# Rock build/ fake background - SHOW ME YOUR PICS!



## Craigbaines (May 28, 2009)

Hey, well i attempted to make one, and the pva i used turned gooyey and runny when id put water on it, im having cresties in there so i need to make it water resistant some how.

More to the point im stuck for idea's! 

i know i can search but i was hoping you lot migh be able to post your finished pic's as well as any tips to get them waterproof.
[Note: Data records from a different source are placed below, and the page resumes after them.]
PR #1662, opened 2016-03-18
Add Cloudytics.com

NotAmaan:


Carlgo11:
I don't think this site is popular enough to be listed here.
Furthermore it looks like they use cPanel and no own control panel.

NotAmaan:
@Carlgo11 It is indeed not so popular, wasn't sure if that was an requirement but its fine. Also, I'm their designer & its control panel so its under works, but yeah, the current stage is a MVP.

jamcat22:
@NotAmaan We usually only take into account popularity when adding a site that doesn't have 2FA, because if we didn't, we probably would need to list almost every website in existence. If the new control panel you're building will have 2FA, feel free to make another PR after it's released.

NotAmaan:
@jamcat22 Will sure do. Thanks!

Issue #1489, opened 2016-01-05
Add incapsula.com


TraderStf:
incapsula.com
Email, GA, SMS

jamcat22:
Hello @TraderStf! If you'd like to, you can make a pull request (PR) for this website. Just follow the instructions on the [wiki](https://github.com/2factorauth/twofactorauth/wiki/FAQ_New_TFA_SITE).

For future reference, it looks like the best `doc` link is: https://incapsula.zendesk.com/hc/en-us/articles/204795664-Incapsula-s-Password-Policy

TraderStf:
nope :) not enough time, sorry,don't blame me, it's my wife
few more
http://help.seagm.com/customer/portal/articles/571328-what-is-2fa-pin-and-how-to-set-it-

jamcat22:
That's ok @TraderStf. At some point in the future, another collaborator will make a PR for Incapsula.

SEAGM's implementation looks to be just a second password, not another factor of authentication. If this site is added in the future, it will be marked as not supporting 2FA.

TraderStf:
zonomi.com free dns host
TOPT (google auth)
https://zonomi.com/app/cp/twofactor.jsp

Zonomi lets you enable two-factor authentication on your account by requiring a password on login, as normal, plus an RFC6238 compliant Time-based One Time Password (TOTP) token.

mxxcon:
@TraderStf please open a separate issue for each site otherwise things will get lost.

PR #1663, opened 2016-03-19
Add Incapsula

Carlgo11:
As per #1489 
I decided domains was the best category as Cloudflare is in that category and their services are pretty much identical.


jamcat22:
@Carlgo11: That doc link talks about their ability to provide 2FA to websites, not how to enable 2FA for logging in to an account. This doc link explains the process of enabling 2FA for logging in to an account: https://incapsula.zendesk.com/hc/en-us/articles/204795664-Incapsula-s-Password-Policy

Carlgo11:
@jamcat22 updated

PR #1667, opened 2016-03-20
Update Code Climate doc URL

StuBez:


Carlgo11:
They seem to support SMS as well. Could you add that?

StuBez:
@Carlgo11 Good spot, I hadn't event noticed.

PR #1675, opened 2016-03-24
Added Thexyz, now with logo!

ptoone:


RichJeanes:
Looks like the image got put into a folder called "["img", "email"]" in the root of the project. Try uploading it to the proper directory in your for with the proper branch selected and deleting that new folder.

I know i can use varnish but last time it gave it a plasticy look and stunk for ages! In the end i gave up and ripped it out.

Thanks, Craig


----------



## messymedia (Jul 26, 2009)

Allo mate, you could use a matt finish acrylic varnish in aerosol form? I've used this before and the vapours go within a week of varnishing, it's also a lot quicker and more durable than using pva etc...

I've only made a small fake rock build so far but here it is:..

Also, when it comes to ideas it's nice to have a theme to follow... something like egyptian or aztec or the moon or in my case... tatooine!!!!


----------



## Craigbaines (May 28, 2009)

"matt finish acrylic varnish in aerosol form?"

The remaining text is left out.